Pod koniec listopada jeden z najlepszych koszykarzy XXI wieku, Stephen Curry oraz marka Under Armour ogłosili wspólnie stworzenie nowej marki – Curry Brand. To ukoronowanie siedmioletniej współpracy i zarazem pomysł przywołujący naturalne skojarzenie z Nike i marką Jordan, bijącą rekordy popularności nie tylko wśród kolekcjonerów butów sportowych.
Marka Curry Brand, która wystartowała na początku grudnia i jeszcze przed świętami będzie prezentować kolejne produkty z kolekcji, ma być dla Under Armour ratunkiem i próbą przyciągnięcia młodych odbiorców. Obecnie nie jest z tym najlepiej.
Czytaj też: Lewis Hamilton przegrał przed sądem z marką zegarków… Hamilton
Nike w ubiegłej dekadzie pozostawało ulubioną marką młodych ludzi. Tymczasem Under Armour, w niedawno wydanym raporcie „Taking Stock with Teens”, razem z Ralphem Laurenem, Michaelem Korsem czy Vineyard Vines w gronie marek, które dla młodych klientów z Pokolenia Z mają coraz mniejsze znaczenie.
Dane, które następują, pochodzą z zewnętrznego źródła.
PR #1144, opened 2026-08-23
feat(keybinding): walk a layer's lowest and highest values with the brackets

jooyoungseo:
# Pull Request

## Description

Adds two keybindings that move the cursor to a layer's extreme values:

| Key | Action |
| --- | --- |
| `[` (open bracket) | Go to the **minimum** value of the current layer |
| `]` (close bracket) | Go to the **maximum** value of the current layer |

Reaching an extreme previously meant opening the extrema dialog with `g`, arrowing through its list and pressing Enter. The brackets are the one-press shortcut for the two entries people reach for most.

A value can be shared by several points. Each press steps to the next point holding that value and wraps at the end, and announces where it landed among them — `A, 90, 1 of 3`. Without this a reader has no way to learn that a high was reached three times rather than once.

## Related Issues

None filed — this came in as a direct request.

## Changes Made

**`src/service/keybinding.ts`** — binds `GO_TO_MIN_VALUE` (`[`) and `GO_TO_MAX_VALUE` (`]`) in the `TRACE`, `BRAILLE` and `CANDLESTICK_DELTA` keymaps, each with a description and a `helpKey` that spells the bracket out. The help menu and the command palette are both generated from the keymaps, so there is no second list to update.

Braille scope is included even though the extrema dialog (`g`) is not: a modal would fight the braille text area for focus, but a jump that opens nothing has no such problem, and braille readers benefit most from reaching an extreme in one press. `Ctrl+↑` / `Ctrl+↓` already do the same kind of model-level jump from that scope.

**`src/service/goToExtrema.ts`** — new `goToExtremeValue(type)`. It collects every target sharing the extreme value, steps to the next one, and navigates through the same `navigateToExtrema` the dialog uses, so the move is sonified, brailled and highlighted by the usual observer chain. Three decisions worth a look:

- **Position is read back from the trace, not remembered.** A stored index would go stale the moment the reader moved by any other means, or the data changed under a live chart. `isCursorAt` mirrors what `navigateToExtrema` does with a target — a group target addresses row and column, a point target a column — so the two cannot drift apart.
- **Entry is the one position not read back.** Before the reader has moved, the cursor is parked on the first point without their having heard it, so it is not a position to advance from; treating it as one would skip the first tie when a chart opens on it. Guarded by `isInitialEntry`, and covered by a test.
- **`intersection` targets are excluded.** They are neither a minimum nor a maximum, and their value would otherwise compete for the extreme.

**`src/command/goTo.ts`** — `GoToMinValueCommand` and `GoToMaxValueCommand` over a small shared base, which owns the announcement:

- The position is appended to the point text rather than sent on its own. The live region holds one message at a time and a notification *replaces* the navigation text, so announcing `1 of 3` alone would cost the reader the point they pressed for.
- A value held by one point announces nothing extra — `1 of 1` is noise, and the move already announced itself.
- **Terse keeps the position; off suppresses it.** Terse shortens the point description, it does not drop navigational position — `Layer n of m` is announced in either mode — and the count is the one thing no point text carries in any mode. Off is a deliberate choice to navigate by tone and braille, and a notification announces regardless of the text setting, so that guard is the only thing standing between the position and a reader who turned text off.
- When there is nowhere to jump at all it announces so, rather than falling silent: the keys are bound across the whole scope, so they fire on the figure lobby and on trace types without extrema support too, and a silent press reads as a broken shortcut.

**`src/model/bar.ts`** — bar traces reported only `indexOf`'s first match, so two bars of equal height looked like one to the dialog as well as to the brackets. They now list every tied index, as line traces already did.

**`src/command/command.ts`, `src/controller.ts`, `src/command/factory.ts`** — `goToExtremaService` joins `CommandContext` and the factory gains the two cases. The jump touches no Redux state, so the commands take the service directly rather than going through `GoToExtremaViewModel`.

**`e2e_tests/`** — bracket key constants, `goToMinimumValue()` / `goToMaximumValue()` on `BasePage` alongside the existing jump helpers, a tied-extremes fixture page, and a spec that presses the keys across trace scope, braille scope and both text modes.

### Known limitation

Walking ties needs the trace to report them. `line` already did and `bar` now does. `heatmap`, `segmented`, `candlestick`, `errorBar`, `dumbbell` and `waterfall` still report one target per extreme, so a walk there is one long and announces no position — unchanged behaviour rather than a regression. Extending them is a per-trace change against six different data shapes and is left out of this PR deliberately.

Not applicable — the change is keyboard-only and produces no new visual surface. The two new rows appear in the generated help menu and command palette.

## Checklist

- [x] I have tested the changes locally following `ManualTestingProcess.md`, and all tests related to this pull request pass. — the repo has no `ManualTestingProcess.md`; the keys were driven in a real browser (see below) and every automated suite passes. No screen-reader pass was run.
- [x] I have updated the documentation, if applicable. — the help menu is generated from the keymap descriptions, and the docs carry no keybinding table.

## Additional Notes

**Verification on the current head, run locally:**

- `npm run lint:fix` — clean
- `npm run build` — all 14 targets built
- `npm test` — 394 suites / 5483 tests, plus 10 suites / 137 tests, all passing
- chromium e2e (the suite CI runs on every PR) — **530 passed**

**Tests**

`test/command/goToExtremeValue.test.ts` (22 cases) covers the selection and walk against a real `BarTrace` — stepping and wrapping, the two directions walking independently, restarting when the reader moved away by other means, ties reported rather than collapsed, intersection targets skipped, the announcement composed with and without a position, and silence under text-off.

`e2e_tests/specs/goToExtremeValue.spec.ts` (12 cases) presses the keys in a browser. Five use the bar example for the single-extreme cases including braille scope; seven use a new `e2e_tests/fixtures/tied-extremes.html` for the walk, the position announcement, and the two text modes. That fixture exists because **none of the 207 charts in `examples/` has a tied high or low** — I scanned them — so nothing there can exercise a press that has somewhere further to go.

Every behaviour claim here was checked by mutation, **per direction** rather than per feature — breaking one thing must fail exactly the cases that depend on it. That distinction is not academic: a coarser check on the braille pair let a vacuous assertion through earlier in this PR, which the review caught.

| Mutation | Result |
| --- | --- |
| `]` rebound to an unused chord | the two `]` cases fail, `[` stays green |
| braille-scope `]` dropped | the braille case fails, trace-scope cases stay green |
| walk never advances (`next = 0`) | the four tie-walking cases and three unit tests fail, the single-extreme cases stay green |
| `isOff()` guard replaced with `false` | the text-off case fails alone |

**Key codes** — `hotkeys-js` maps `[` to 219 and `]` to 221 in its own key map, so the bindings resolve correctly rather than falling through to `charCodeAt`.

**Review history** — seven automated passes, ending with no blocking issues and every finding closed. No correctness bug was ever found in `src/`; all five changes the reviews prompted were to the tests.

| Finding | Outcome |
| --- | --- |
| No test exercised the `CommandFactory`/keymap wiring | Fixed — `473d46f` |
| Overlapping guard in `goToExtremeValue` | Deliberate, kept ([why](https://github.com/xability/maidr/pull/1144#issuecomment-5388486442)) |
| `BRAILLE` bindings — keep or drop? | Kept; reviewer agreed |
| No browser-level check of the `BRAILLE` claim | Fixed — `dabe3d5` |
| Per-trace-type e2e coverage | Not added; the jump is scope-level ([why](https://github.com/xability/maidr/pull/1144#issuecomment-5388598130)) |
| Braille test's max assertion was vacuous | Fixed — `49207fe` ([why it slipped](https://github.com/xability/maidr/pull/1144#issuecomment-5388650825)) |
| Should terse suppress the position too? | No — pinned in a browser, `8a96436` ([why](https://github.com/xability/maidr/pull/1144#issuecomment-5389057325)) |


jooyoungseo:
Thanks for the trace through the full path — pushed `473d46f` for note 2, and here is where the other two landed.

**Note 2 — factory/keymap wiring is now covered.** You are right that this was the one real gap: a keymap name and its `CommandFactory` case are matched by string alone, and `create` throws `Invalid command name` only when the key is pressed. Nothing in the suite presses a key, so a rename on either side would have shipped green. `test/command/goToExtremeValue.test.ts` now pins both directions — the three scopes bind `[`/`]`, the factory resolves each name to its command, and both carry a help description so the generated menu lists them. The factory call needs an `as Keys` cast: `Keys` is `keyof Keymap[Scope]`, the intersection of every scope's keys, and `SETTINGS_KEYMAP` is empty, so it narrows to `never` — `KeybindingService` casts at the same boundary when it walks `SCOPED_KEYMAP`, and the test mirrors that rather than working around a quirk it did not introduce.

**Note 1 — leaving the overlapping guard as is.** Your reading is right that it is intentional: `context.state` is the broader `PlotState` union here, so the `state.type !== 'trace'` check is what narrows it, and `isExtremaNavigable` separately proves the active plot is an `AbstractTrace` that opted in. Neither implies the other — a populated trace state does not guarantee the active plot implements extrema — so removing either would widen what reaches `getExtremaTargets()`.

**Note 3 — keeping the `BRAILLE` bindings.** Agreed, and thanks for confirming the `hotkeys.filter` path; that was the part I could not verify without a browser.

**On what you could not run:** all four are now green locally on the pushed head — `npm run lint:fix`, `npm run type-check`, `npm test` (394 suites / 5475 tests, plus 10 / 137), and `npm run build`. I also ran the chromium e2e suite that CI runs on every PR: **518 passed**. That took working around a sandbox quirk rather than a repo one — the pinned Playwright wants browser build 1217 and this image ships 1194, so every spec died at launch until I pointed `executablePath` at the installed binary through a scratch config. That config was never committed; the diff is unchanged by it.

---

jooyoungseo:
Took the braille suggestion — pushed `dabe3d5`.

You were pointing at the one claim in this PR that rested on a reading rather than a run. The braille binding only holds if two things are true at once: `hotkeys.filter` lets the key through to a focused text area, **and** `preventDefault` keeps the bracket character out of the field. You confirmed both statically; nothing had actually pressed the key there.

The new case turns braille mode on, presses `]` then `[`, and checks the braille cursor lands on the extreme cell (`selectionStart` against the bar's index, read from the example's data) while the field's contents stay byte-for-byte unchanged. Both assertions matter: the cursor alone would pass if the character were also typed, and the contents alone would pass if the key did nothing at all.

I checked it discriminates rather than just passing: dropping the two bindings from `BRAILLE_KEYMAP` fails this case alone and leaves the four trace-scope cases green. (The same check on the earlier commit: rebinding `]` to an unused chord failed exactly the two `]` cases.)

On your note about trace-type coverage — I agree the jump is scope-level rather than per-trace, so I have not added a spec per trace type. What the bar example exercises is the scope wiring; the per-trace part is `getExtremaTargets()`, which each trace already owns and which `test/command/goToExtremeValue.test.ts` covers at the selection layer.

Current head, all run locally: `lint:fix`, `type-check` and `build` clean; `npm test` 394 suites / 5475 tests plus 10 / 137; chromium e2e **523 passed**.

---

jooyoungseo:
Good catch, and correct — fixed in `49207fe`.

I confirmed it against the primary sources rather than taking the reading: `examples/barplot.html` is `Sat: 87, Sun: 76, Thur: 62, Fri: 19`, and `activateMaidr()` leaves the cursor on the first cell, so `max.index` is 0 and the braille test was asserting a position the cursor already held. A bracket bound to nothing would have passed that half.

Worth being precise about why my teeth check missed it, since that is the part I got wrong rather than just the test. I ran the mutation on the *whole* braille pair — I dropped both bindings from `BRAILLE_KEYMAP` and saw the case go red, and stopped there. That red came entirely from the minimum assertion further down; the maximum assertion was passing vacuously the whole time and the coarse mutation hid it. A per-direction mutation would have caught it, and that is what I ran this time: breaking **only** the braille-scope `]` now fails this case, where before the fix it passed.

The fix goes to the minimum first, which has to travel from index 0 to index 3, then asserts the maximum from there, which has to travel back. I also pinned the two assumptions the ordering rests on — that the cursor starts at 0 and that `min.index` is not 0 — so the test states its reasoning instead of depending on it silently, and would fail loudly if the example's data or the entry behaviour changed rather than quietly going vacuous again.

I left the trace-scope `]` case as it is. It presses from the same index-0 entry point, but the mutation shows it discriminating: before the first move the info region holds the instruction text rather than a data point, so an unbound key leaves nothing to match. That is teeth from the entry state rather than from the cursor having to travel, and `should reach an extreme from anywhere, not just from the entry point` is the case that covers the travel by design.

Current head: `lint:fix`, `type-check` clean; `npm test` 394 suites / 5475 tests plus 10 / 137; chromium e2e **523 passed**.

Dla porównania – marka Jordan w 2019 roku roku miała przychód na poziomie 3 miliardów dolarów, Under Armour – 4,5 miliarda, a Nike – 37,5 miliardy dolarów.
Curry ma być dla Under Armour kołem ratunkowym, które odmłodzi i uatrakcyjni wizerunek marki. Na podobnej zasadzie GAP zaprosiło do współpracy Kanye Westa. Stephen Curry, gwiazdor Golden State Warriors, stanie się udziałowcem firmy, poza promocją nowych produktów, w tym kolekcji dla kobiet czy butów golfowych, w ramach Curry Brand ma zająć się także tworzeniem programu dla młodych sportowców.